The ESG investing trend is akin to the ‘Wild West’ for the finance industry
Miners have been keeping their own ESG scorecards for years, but with increasing public, investor and end-user pressure on mining companies to be more transparent about environmental, social and governance performance, and to 'be better', greater consistency in ESG measurement is now in the spotlight.
Gus MacFarlane, VP of Verisk Maplecroft in Calgary, Canada, said at PDAC mining clients were concerned about the type of data investors were relying on to inform investment decisions.
Different measurement methodologies, and ESG standards, produced divergent results, he said.
"It's essentially a Wild West out there at the moment.
"The rapid onset of market tension has created a demand for greater data standardisation, considering ESG scorecards still draw on fragmented data supplies.
"For instance, two identical mines in contrasting locales with the same water use should have entirely different ESG scores. A mine in the Atacama Desert of Chile, where there is acute water shortage, compared with the same operation in Ghana, where there's an oversupply, don't have divergent outcomes according to most current models. ESG does not yet account for contextualised situations like these adequately and that is a major problem," MacFarlane said.
"ESG investing tends to over-rely on historical group-level data, with an over-focus on harm."
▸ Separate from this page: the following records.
PR #756, opened 2015-07-10
Add API for renaming Worlds

FerusGrim:
(also remove unused java.io,File import)

### DIFF
--- a/src/main/java/org/spongepowered/api/Server.java
+++ b/src/main/java/org/spongepowered/api/Server.java
@@ -233,6 +233,7 @@ public interface Server extends ChannelRegistrar {
 
     /**
      * Deletes the provided world's files from the disk.
+     *
      * @param worldProperties The world instance to delete
      * @return True if the deletion was successful.
      */
--- a/src/main/java/org/spongepowered/api/Server.java
+++ b/src/main/java/org/spongepowered/api/Server.java
@@ -207,12 +207,27 @@ public interface Server extends ChannelRegistrar {
 
     /**
      * Creates a copy of the provided world under the new name given and returns
-     * the new copy if the copy was possible
+     * the new copy if the copy was possible. 
      *
      * @param originalWorld The original world instance to copy
      * @param copyName The name that should be used in the duplicated entry instead of the originalWorld's name.
      */
-    Optional<World> copyWorld(World originalWorld, String copyName);
+    Optional<WorldProperties> copyWorld(WorldProperties originalWorld, String copyName);
+
+    /**
+     * Allows the copy to be made while the world is still loaded by forcing a save
+     * first, this could cause changes to be missed if made after that save. By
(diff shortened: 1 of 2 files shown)


modwizcode:
Can you amend this to fix the deleteWorld javadoc?

modwizcode:
Please update to follow _blood's comments from IRC

ST-DDT:
Can we somehow change the PermissionContext of a world. So that if we have renamed the world the permission service still detects this world as the original one?

FerusGrim:
@ST-DDT Correct me if I'm wrong, but from what I can tell this would be done by the implementation.

ST-DDT:
Currently the world context is directly connected to the worlds name. But i would like to set it myself using API methods. It does not really have anything in common with renaming a world besides that both are associated with worlds and changing the identifier.

Just for the reference
https://github.com/SpongePowered/SpongeAPI/blob/master/src/main/java/org/spongepowered/api/service/permission/context/Contextual.java

ryantheleach:
Really the name should just be a friendly name for users to use. If worlds have a UUID shouldn't the permissions service associate with the worlds UUID, and only use the name for display purposes?

modwizcode:
Rename will preserve UUID

ST-DDT:
@ryantheleach Please rememer the permission service must store the value to the config, and it should be human readable at that point.
I'm asking for this feature, because i would like to create some temporary worlds (for games) that are connected to a specific permission context, without having to somehow inject it to all joined players.

modwizcode:
Because this issue could take awhile to work out, I'm going to split the offline import functionality into a separate PR that can be merged quicker.

modwizcode:
Merged into PR commit https://github.com/SpongePowered/SpongeAPI/commit/142f2eaf011fb4e0972b8bcea9e6922232632a22.

src/main/java/org/spongepowered/api/Server.java
```diff
@@ -206,6 +206,49 @@
...
+     */
+    Optional<WorldProperties> renameWorld(WorldProperties worldProperties, String newName);
+
+    /**
+     * Deletes the provided world's files from the disk.
+     *
+     * @param worldProperties The world instance to delete
+     * @return True if the deletion was successful.
+     */
+    boolean deleteWorld(WorldProperties worldProperties);
```
spaceemotion: Will this only delete the world's `level.dat` file or the whole folder that contains the region files as well?

JBYoshi: The whole folder.

gabizou:
@modwizcode The merge commit has only one method from this PR, is this intended? Why were the others left out?

modwizcode:
there was only one? it's a merge into my PR branch?

JBYoshi:
They were added to modwizcode's PR in other commits.

PR #759, opened 2015-07-11
Chunk Manager

AIOOB:
I realise this is a short PR, but I am adding a way to get the ChunkManager as currently there is no other way.


src/main/java/org/spongepowered/api/Game.java
```diff
@@ -104,4 +105,11 @@
      */
     TeleportHelper getTeleportHelper();
 
+    /**
+     * Gets the {@link ChunkManager} used to force load chunks in the world.
```
me4502: I probably wouldn't specify the usage of the ChunkManager in the javadocs here.

bloodmc:
I'll be pushing ChunkManager implementation along with a getter in API soon. This should not be in Game but rather Server.

PR #762, opened 2015-07-13
The world view API

DDoS:
This adds methods for manipulating BiomeAreas and BlockVolume, as well as Extents. This include changing bounds, transforming views and copying data. More features will be added later (in future PRs) for iteration and filling (with support for multithreaded operations).

Implementation: https://github.com/SpongePowered/SpongeCommon/pull/102

### DIFF
--- a/src/main/java/org/spongepowered/api/world/extent/ImmutableBiomeArea.java
+++ b/src/main/java/org/spongepowered/api/world/extent/ImmutableBiomeArea.java
@@ -24,11 +24,52 @@
  */
 package org.spongepowered.api.world.extent;
 
+import com.flowpowered.math.vector.Vector2i;
+import org.spongepowered.api.util.DiscreteTransform2;
+import org.spongepowered.api.util.PositionOutOfBoundsException;
+
 /**
  * An area containing biomes that can be accessed but not modified.
+ * The data will never change.
  *
  * @see BiomeArea
  */
-public interface ImmutableBiomeArea extends BiomeArea {
+public interface ImmutableBiomeArea extends UnmodifiableBiomeArea {
+
+    /**
+     * Returns a new area that is the same or smaller than the current area.
+     * This does not copy the biomes, it only provides a new view of the
+     * storage.
+     *
+     * @param newMin The new minimum coordinates in this area
+     * @param newMax The new maximum coordinates in this area
+     * @return The new area with the new bounds
+     * @throws PositionOutOfBoundsException If the new minimum and maximum
+     *     are outside the current area
+     */
+    @Override
+    ImmutableBiomeArea getBiomeView(Vector2i newMin, Vector2i newMax);
+
+    /**
+     * Returns a new area that is viewed through some transformation.
+     * This does not copy the biomes, it only provides a new view of the
+     * storage.
+     *
+     * @param transform The transformation to be applied
+     * @return The new area with the transform
+     */
+    @Override
+    ImmutableBiomeArea getBiomeView(DiscreteTransform2 transform);
+
+    /**
+     * Returns a new area that is translated so that
+     * {@link BiomeArea#getBiomeMin()} returns {@link Vector2i#ZERO}.
+     * This does not copy the biomes, it only provides a new view of the
+     * storage.
+     *
+     * @return The new area with its minimum at zero
+     */
+    @Override
+    ImmutableBiomeArea getRelativeBiomeView();
 
 }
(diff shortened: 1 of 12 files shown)


src/main/java/org/spongepowered/api/world/extent/Extent.java
```diff
@@ -49,6 +50,38 @@
...
+
+    /**
+     * Returns a new extent that is translated so that
+     * {@link Extent#getBlockMin()} returns {@link Vector3i#ZERO}.
+     * This does not copy anything, it only provides a new view of the
+     * storage.
+     *
+     * @return The new extent with its block minimum at zero
+     */
+    Extent getRelativeExtentView();
```
Zidane: Could you give a use case for methods like this? It could just be me tired but not seeing the point of them.

src/main/java/org/spongepowered/api/world/extent/ImmutableBiomeArea.java
```diff
@@ -24,11 +24,50 @@
...
+     * This does not copy the biomes, it only provides a new view of the
+     * storage.
+     *
+     * @param newMin The new minimum coordinates in this area
+     * @param newMax The new maximum coordinates in this area
+     * @return The new area with the new bounds
+     * @throws PositionOutOfBoundsException If the new minimum and maximum
+     *     are outside the current area
+     */
+    @Override ImmutableBiomeArea getBiomeView(Vector2i newMin, Vector2i newMax);
```
Zidane: Styling issue. Override shouldn't be on same line.

src/main/java/org/spongepowered/api/world/extent/StorageType.java
```diff
@@ -0,0 +1,49 @@
...
+ */
+package org.spongepowered.api.world.extent;
+
+/**
+ * Storage types that can be used for storing blocks and biomes.
+ * These are used when obtaining new copies. Storage obtained
+ * from the implementation should be assumed to be {@link #STANDARD}
+ * unless specified otherwise.
+ */
+public enum StorageType {
```
Zidane: Unsure about the name choice here. When I think "StorageType", I think the mechanism of how it is storing (FlatFile, MySQL, etc) not essentially when its safe to do so.

Naming hasn't ever been...a strong attribute of mine so I have no alternatives for you.

kenzierocks: StorageMethod? It's literally in the javadocs of `STANDARD` :P

DDoS: I was thinking about porting over Spout's compressed atomic storage, so I might be adding `COMPRESSED` and `COMPRESSED_THREAD_SAFE` to the types. This is why I opted for a more generic name.

src/main/java/org/spongepowered/api/world/extent/ImmutableBiomeArea.java
DDoS: The formatter was placing them on the same line... Maybe we should look into fixing it.

Zidane: Unfortunately, that isn't possible.

We elected for same line so it would fix all the "@Shadow"s in the impl being on their own line. We can't be selective in the formatting file.

DDoS: ???

Do you want them on the same line or not? This is what the formatter gave me.

Zidane: No they shouldn't be, as I said lol. Only "@Shadow" is on same line.

DDoS: Oh, OK...

src/main/java/org/spongepowered/api/world/extent/Extent.java
DDoS: It lets you get blocks in chunks with coordinates in range [0, 16). This is my resolution for an issue @gabizou (IIRC) opened recently. Right now all coordinates are absolute, so you need to get blocks from a chunk by adding an offset to the minimum coordinate. The other methods are meant for manipulation and world editing. This is the first step towards that API.

src/main/java/org/spongepowered/api/world/extent/StorageType.java
DDoS: @kenzierocks `Method` is to "active" to work here.

DDoS:
It's complete, including the implementation.

DDoS:
Anyone against me merging this tonight? Including the implementation.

MacFarlane said incentives for miners to compile ESG report cards that kept the investment community happy "might compromise the logic of the exercise".
"These result in ESG outcomes that entail inefficient market data, assessment divergence, an obscuring of ESG impact risks, limited insight into net outcomes and an inability to anticipate major failures," he said.
There was no sign of a tailings dam burst, or the risks to people and property, in Vale's Brumadinho ESG reporting, for example.
"What other risks are there the data is not picking up?" MacFarlane said.
Verisk Maplecroft has been collaborating with Wood Mackenzie to develop a better ESG modelling method with greater focus on a company's management approach, outcomes and, critically, context.
"This is how we arrived at a holistic ESG assessment. It can offer investors greater richness of information in assessing companies along contextualised measures," MacFarlane said.
He said investors were increasingly asking for site-level, sub-national data, beyond a group-level view. "Group-level reporting is the norm, but it is slowly changing, since disclosure assessment frameworks focus on improved granularity.
"What's the middle ground between raw data and ESG ratings methodologies? The story still needs to be told," he said. "It's about going beyond the bilateral data exchange."
Major US investment group Blackrock, with US$7 trillion of assets under management, has accelerated ESG investing in mining, with significant implications for resource companies. To date, about 2,372 entities have signed on to the UN Principles for Responsible Investment, founded in 2006, representing $86 trillion of assets under management.
The PRI was the first real effort to create a strategy and principles to incorporate ESG factors into investment decisions and active ownership. At its core, it was meant to create an economically efficient, sustainable global financial system that could sustain long-term value creation, said Ani Markova, a director for both SilverCrest Metals and Golden Star Resources.
"Such a system could ultimately be rewarding in the long-term, fostering responsible investment trends for the benefit of greater society."